From a chemical point of view, clintonia contains various phytosterols such as campostérol, stigmasterol and β-sitosterol, chalcones8 and triterpenes such as α-amyrin, β-amyrin and the taraxasterol9. In addition, the C. borealis was previously considered as a potential source of diosgenins10. Recently, new steroidal glycosides11 and spirostanol12 were found in two very similar species of Clintonia udensis Trautv. and C. A. Mey.
Like many plants from the boreal forest of Quebec, Canada Clintonia borealis is still not very much studied scientifically for its biological potential. There are still many discoveries to be made about it!
(1) Marie-Victorin. Flore Laurentienne, 3e ed.; Gaëtan Morin éditeur: Montréal, 2002.
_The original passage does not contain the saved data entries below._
PR #329, opened 2023-03-15
User banner fix

bdc34:
Changes the user banner so all of the control of the user banner lives in the `user_banner.html` file. 

Note this is a stacked PR that merges to `forum-banner` not to `develop`.


SBBCornell (approved):
that looks good to me!

PR #334, opened 2023-03-22
update forum messages

SBBCornell:
This small PR updates:

- the text about the forum on the homepage
- updates the forum banner text for later use (but not deploying now)
- and removes the "robots beware" text from the homepage


jimentwood (approved):
looks good to me

PR #335, opened 2023-03-22
Fixes home page link for CS

bdc34:
Set URL to CS as CoRR to info.arxiv.org and set description to archive/cs.

These URLs are currently broken on the home page.

https://arxiv-org.atlassian.net/browse/ARXIVCE-285


jweiskoff (approved):
looks good.

PR #343, opened 2023-04-26
Adds better error handling for /bibtex 

bdc34:
/bibtex/None is throwing 500 when it should be 400. Fixes this and some other cases.

When InternalServerError is explicitly raised the stack trace of the error does not end up in the logs. That hinders investigation of problems. 

ARXIVCE-339

### DIFF
--- a/tests/test_bibex.py
+++ b/tests/test_bibex.py
@@ -34,3 +34,28 @@ class BibexTest(TestCase):
             txt,
             "citation meta tag must have jref DOI",
         )
+
+    def test_good_bibtex(self):
+        rv = self.app.get(f"/bibtex/0906.3421")
+        self.assertEqual(rv.status_code, 200)
+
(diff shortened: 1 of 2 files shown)


tests/test_bibex.py
```diff
@@ -34,3 +34,28 @@ def test_bibex_supporting_meta_tags(self):
...
+
+        rv = self.app.get(f"/bibtex/0906.3421v1")
+        self.assertEqual(rv.status_code, 200)
+
+    def test_bibex_none(self):
+        """Don't do a 500 for /bibex/None ARXIVCE-339."""
+        rv = self.app.get(f"/bibtex/None")
+        self.assertEqual(rv.status_code, 400)
+
+    def test_bab_bibtex(self):
```
DavidLFielding, line 50: Do you mean 'bad' here?

bdc34: Oh, yes I did.

PR #345, opened 2023-05-07
Add microformats2 markup to arxiv

capjamesg:
This PR adds microformats2 [h-entry](https://microformats.org/wiki/h-entry) markup to Arxiv. h-entry markup makes it easy for software to parse the semantics of a page, widely used in the [IndieWeb community](https://indieweb.org/h-entry) and in large pieces of software such as the Tumblr default theme.

To test, one can run the markup through a microformats2 parser such as [mf2py](https://pypi.org/project/mf2py/) (Python).

For more information on microformats:

- [MDN documentation](https://developer.mozilla.org/en-US/docs/Web/HTML/microformats)

### DIFF
--- a/browse/templates/abs/abs.html
+++ b/browse/templates/abs/abs.html
@@ -41,7 +41,7 @@
 
   <div class="leftcolumn">
     <div class="subheader">
-      <h1>{% if abs_meta.primary_archive.id != abs_meta.primary_category.id %}{{ abs_meta.primary_archive.name }} > {% endif %}{{ abs_meta.primary_category.name }}</h1>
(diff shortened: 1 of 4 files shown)


browse/templates/abs/abs.html
```diff
@@ -41,7 +41,7 @@
 
   <div class="leftcolumn">
     <div class="subheader">
-      <h1>{% if abs_meta.primary_archive.id != abs_meta.primary_category.id %}{{ abs_meta.primary_archive.name }} > {% endif %}{{ abs_meta.primary_category.name }}</h1>
```
cbf66, line 44: Why the change from <h1> to <p> here?

That could have a negative affect on screen readers.

PR #14, opened 2014-08-13
add link in community packages section to mono-opt packages

tpokorra:
it might be helpful for people to get their hands on a 3.6.0 build of Mono for their distribution


akoeplinger:
I think this is a good idea until the Xamarin-provided packages are ready. Thanks!

PR #19, opened 2014-08-15
Fixed GTK# link in its first paragraph

lextm:
The original beginning part is a broken link whose syntax is unknown. Fixed it and linked to a valid GTK# page.


akoeplinger:
Thanks!

PR #22, opened 2014-08-16
Added a link to downstream packages

Mailaender:
To display which version is available where already instead of just the message that @xamarin is working on something on their own which I doubt will be there in time. Added a new section and sorted the distributions alphabetically.


akoeplinger:
This looks like a good idea until the xamarin packages are ready.

@directhex do you think we should keep this distinction between Xamarin and distribution packages in the future too? Or do we want to encourage using the Xamarin packages (once they are available)?

PR #26, opened 2014-08-19
missing dependency 'gettext'

TheAngryByrd:
I had a missing dependency of 'gettext' when attempting to run the script on my Debian 7.6 distro.


akoeplinger:
Thanks!

txdv:
Well, yeah, I tested it on Ubuntu Desktop so that thing has automatically gettext installed.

(2) Fulcher, R. G.; Borchardt, J. R.; Wyse, D. L.; Sheaffer, C. C.; Kauppi, K. L.; Ehlke, N. J.; Biesboer, D. D.; Bey, R. F. Antimicrobial Activity of Native and Naturalized Plants of Minnesota and Wisconsin. J. Med. Plants Res. 2008, 2 (5), 98–110.
(3) Jones, N. P.; Arnason, J. T.; Abou-zaid, M.; Akpagana, K.; Sanchez-vindas, P.; Smith, M. L.; Nation, G. R. F.; Marie, S. S.; Canada, P. A. Z. Antifungal Activity of Extracts from Medicinal Plants Used by First Nations Peoples of Eastern Canada. J. Ethnopharmacol. 2000, 73, 191–198.
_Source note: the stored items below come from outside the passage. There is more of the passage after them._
PR #27, opened 2014-08-28
Include C# 4.5 as feature complete.

misaelnieto:
reference: http://www.mono-project.com/docs/about-mono/languages/csharp/

### DIFF
--- a/docs/about-mono/index.md
+++ b/docs/about-mono/index.md
@@ -17,7 +17,7 @@ The Components
 
 There are several components that make up Mono:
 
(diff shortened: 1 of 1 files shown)


akoeplinger:
I think you're confusing the language C# with the .NET Framework. There is no C# language specification v4.5, only 1.0 - 5.0.

txdv:
http://en.wikipedia.org/wiki/C_Sharp_(programming_language)#Versions

close it

txdv:
wow, that table just made me realize that 3.0 4.0 and 5.0 have no official ECMA specifications.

(4) Atha, D. E.; Ma, J.; Nee, M. H.; Kennelly, E. J. Antioxidant Capacities of Ten Edible North. Phyther. Res. 2002, 16 (June 2001), 63–65.
(5) University of Michigan – Dearborn. Native American Ethnobotany.
(6) Barker, M. Newer Cosmetic Ingredients – New Patch Testing Problems? Am. J. Contact Dermat. 1998, 9 (2), 130–135.
(7) Ohnogi, H.; Sugiyama, K.; Muraki, N.; Sagawa, H.; Kato, I. Remedies. EP1563841 A1, 2005.
(8) Ohnogi, H.; Sugiyama, K.; Muraki, N.; Enoki, T.; Sagawa, H.; Kato, I. Chalcone Compound. US7361774 B2, 2008.
(9) Hooper, S. N.; Chandler, F. Herbal Remedies of the Maritime Indians: Phytosterols and Triterpenes of 67 Plants. J. Ethnopharmacol. 1984, 10, 181–194.
(10) Marker, R. E. Sterols. CXLVI. Sapogenins. LX. Some New Sources of Diosgenin. J. Am. Chem. Soc. 1942, 64 (6), 1283–1285.
(11) Matsuo, Y.; Watanabe, K.; Mimaki, Y. New Steroidal Glycosides from Rhizomes of Clintonia Udensis. Biosci. Biotechnol. Biochem. 2008, 72 (7), 1714–1721.
(12) Mimaki, Y.; Watanabe, K. Clintoniosides A - C, New Polyhydroxylated Spirostanol Glycosides from the Rhizomes of Clintonia Udensis. Helv. Chim. Acta 2008, 91 (11), 2097–2106.